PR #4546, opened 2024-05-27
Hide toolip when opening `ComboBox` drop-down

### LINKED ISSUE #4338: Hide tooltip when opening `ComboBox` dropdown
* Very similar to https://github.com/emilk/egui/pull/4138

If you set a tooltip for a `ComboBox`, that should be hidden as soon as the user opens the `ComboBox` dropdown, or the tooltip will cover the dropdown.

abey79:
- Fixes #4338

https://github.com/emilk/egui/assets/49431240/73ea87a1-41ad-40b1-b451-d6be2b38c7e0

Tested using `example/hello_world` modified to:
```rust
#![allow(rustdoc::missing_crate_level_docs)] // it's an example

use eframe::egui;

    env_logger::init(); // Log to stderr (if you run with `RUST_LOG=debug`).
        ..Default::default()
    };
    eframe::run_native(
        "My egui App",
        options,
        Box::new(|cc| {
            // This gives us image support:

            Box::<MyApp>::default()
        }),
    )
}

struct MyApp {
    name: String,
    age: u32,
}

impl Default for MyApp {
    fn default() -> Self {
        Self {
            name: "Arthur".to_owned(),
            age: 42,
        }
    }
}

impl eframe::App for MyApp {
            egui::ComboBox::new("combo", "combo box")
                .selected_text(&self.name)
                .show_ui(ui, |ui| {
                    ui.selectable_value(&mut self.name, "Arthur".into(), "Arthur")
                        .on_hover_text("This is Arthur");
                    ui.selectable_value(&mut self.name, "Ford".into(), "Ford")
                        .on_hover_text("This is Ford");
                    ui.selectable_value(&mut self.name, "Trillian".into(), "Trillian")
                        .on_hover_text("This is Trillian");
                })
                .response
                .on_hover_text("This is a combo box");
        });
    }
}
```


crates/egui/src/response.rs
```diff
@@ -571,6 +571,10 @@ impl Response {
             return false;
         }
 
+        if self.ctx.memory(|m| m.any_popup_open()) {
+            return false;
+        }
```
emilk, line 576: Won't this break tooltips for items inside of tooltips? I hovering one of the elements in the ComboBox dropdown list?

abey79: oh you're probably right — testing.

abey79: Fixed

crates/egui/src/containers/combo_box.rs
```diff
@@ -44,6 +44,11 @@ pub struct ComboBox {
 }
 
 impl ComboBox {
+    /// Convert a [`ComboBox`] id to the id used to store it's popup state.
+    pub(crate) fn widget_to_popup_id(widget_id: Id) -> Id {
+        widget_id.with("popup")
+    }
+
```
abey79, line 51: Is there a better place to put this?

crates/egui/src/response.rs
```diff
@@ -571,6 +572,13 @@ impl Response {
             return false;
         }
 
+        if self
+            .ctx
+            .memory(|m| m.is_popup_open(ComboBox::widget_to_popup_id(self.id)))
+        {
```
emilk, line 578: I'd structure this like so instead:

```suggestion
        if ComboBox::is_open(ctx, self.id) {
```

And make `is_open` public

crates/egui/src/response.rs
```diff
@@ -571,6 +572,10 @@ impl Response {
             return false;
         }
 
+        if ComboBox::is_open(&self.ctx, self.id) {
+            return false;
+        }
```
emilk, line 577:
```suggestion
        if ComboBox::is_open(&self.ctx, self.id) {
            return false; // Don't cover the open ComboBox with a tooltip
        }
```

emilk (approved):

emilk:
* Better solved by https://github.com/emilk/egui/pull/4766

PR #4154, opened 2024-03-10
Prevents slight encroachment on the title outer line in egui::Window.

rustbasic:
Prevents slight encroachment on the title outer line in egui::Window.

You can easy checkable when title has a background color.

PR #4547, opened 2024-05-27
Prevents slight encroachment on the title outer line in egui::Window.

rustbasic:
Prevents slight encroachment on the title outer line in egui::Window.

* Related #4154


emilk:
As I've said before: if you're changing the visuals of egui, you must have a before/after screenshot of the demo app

━━━━━━━━━━━━━━━━

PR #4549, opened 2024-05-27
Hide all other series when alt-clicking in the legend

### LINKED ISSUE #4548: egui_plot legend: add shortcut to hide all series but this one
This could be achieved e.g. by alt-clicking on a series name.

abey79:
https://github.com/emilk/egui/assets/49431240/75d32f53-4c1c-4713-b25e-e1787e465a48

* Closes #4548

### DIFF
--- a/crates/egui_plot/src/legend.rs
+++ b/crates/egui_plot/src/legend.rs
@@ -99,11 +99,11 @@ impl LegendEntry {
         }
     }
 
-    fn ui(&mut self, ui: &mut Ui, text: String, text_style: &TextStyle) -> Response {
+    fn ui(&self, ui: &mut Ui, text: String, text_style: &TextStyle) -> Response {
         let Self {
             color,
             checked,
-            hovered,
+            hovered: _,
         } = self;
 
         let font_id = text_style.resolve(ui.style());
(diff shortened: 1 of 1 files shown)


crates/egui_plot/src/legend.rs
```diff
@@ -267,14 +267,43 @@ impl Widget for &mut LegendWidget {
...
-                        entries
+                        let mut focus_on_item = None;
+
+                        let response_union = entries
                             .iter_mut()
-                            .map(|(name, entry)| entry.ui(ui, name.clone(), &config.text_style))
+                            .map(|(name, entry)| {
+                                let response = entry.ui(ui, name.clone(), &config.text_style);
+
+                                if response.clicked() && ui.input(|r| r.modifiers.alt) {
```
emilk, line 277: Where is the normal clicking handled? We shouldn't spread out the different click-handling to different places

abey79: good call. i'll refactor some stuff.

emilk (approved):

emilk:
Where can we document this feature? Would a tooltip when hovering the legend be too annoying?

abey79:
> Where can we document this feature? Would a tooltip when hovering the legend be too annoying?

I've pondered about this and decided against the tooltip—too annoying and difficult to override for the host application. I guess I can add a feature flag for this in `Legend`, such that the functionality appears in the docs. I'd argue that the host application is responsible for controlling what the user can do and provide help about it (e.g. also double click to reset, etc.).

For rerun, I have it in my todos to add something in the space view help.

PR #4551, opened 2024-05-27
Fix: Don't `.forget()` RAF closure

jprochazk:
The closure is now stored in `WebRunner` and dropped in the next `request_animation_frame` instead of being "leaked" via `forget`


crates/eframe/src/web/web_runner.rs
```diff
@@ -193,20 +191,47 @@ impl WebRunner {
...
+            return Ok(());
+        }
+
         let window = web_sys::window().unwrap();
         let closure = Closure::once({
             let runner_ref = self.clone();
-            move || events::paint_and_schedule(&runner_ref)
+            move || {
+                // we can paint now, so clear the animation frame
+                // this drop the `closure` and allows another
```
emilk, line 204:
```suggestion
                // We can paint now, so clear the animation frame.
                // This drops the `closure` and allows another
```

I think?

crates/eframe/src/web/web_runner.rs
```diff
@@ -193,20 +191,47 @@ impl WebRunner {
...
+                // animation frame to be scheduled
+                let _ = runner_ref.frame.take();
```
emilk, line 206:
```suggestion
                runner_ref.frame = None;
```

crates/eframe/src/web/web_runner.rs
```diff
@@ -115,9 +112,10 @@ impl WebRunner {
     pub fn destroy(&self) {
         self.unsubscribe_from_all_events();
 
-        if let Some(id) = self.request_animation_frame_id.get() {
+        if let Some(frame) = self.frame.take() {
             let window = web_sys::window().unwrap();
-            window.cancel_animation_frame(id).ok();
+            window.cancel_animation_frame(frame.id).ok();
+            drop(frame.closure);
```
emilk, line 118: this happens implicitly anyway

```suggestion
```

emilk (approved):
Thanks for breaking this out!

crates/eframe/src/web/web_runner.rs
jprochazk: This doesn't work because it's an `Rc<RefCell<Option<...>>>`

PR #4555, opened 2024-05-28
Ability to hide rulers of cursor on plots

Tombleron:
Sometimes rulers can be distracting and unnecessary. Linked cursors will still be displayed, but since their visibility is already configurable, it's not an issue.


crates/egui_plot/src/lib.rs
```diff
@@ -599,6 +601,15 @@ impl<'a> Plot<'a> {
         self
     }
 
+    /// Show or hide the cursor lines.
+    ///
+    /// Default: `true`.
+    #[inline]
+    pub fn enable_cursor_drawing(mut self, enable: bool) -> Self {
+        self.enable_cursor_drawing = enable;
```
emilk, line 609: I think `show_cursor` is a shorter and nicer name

━━━━━━━━━━━━━━━━

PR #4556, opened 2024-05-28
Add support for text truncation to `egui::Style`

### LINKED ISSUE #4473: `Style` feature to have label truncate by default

━━━━━━━━━━━━━━━━

**ABOUT THIS EXERCISE**
Look through the data and show every line containing "that".

**OUTPUT FOR THIS TASK**
If you set a tooltip for a `ComboBox`, that should be hidden as soon as the user opens the `ComboBox` dropdown, or the tooltip will cover the dropdown.
I've pondered about this and decided against the tooltip—too annoying and difficult to override for the host application. I guess I can add a feature flag for this in `Legend`, such that the functionality appears in the docs. I'd argue that the host application is responsible for controlling what the user can do and provide help about it (e.g. also double click to reset, etc.).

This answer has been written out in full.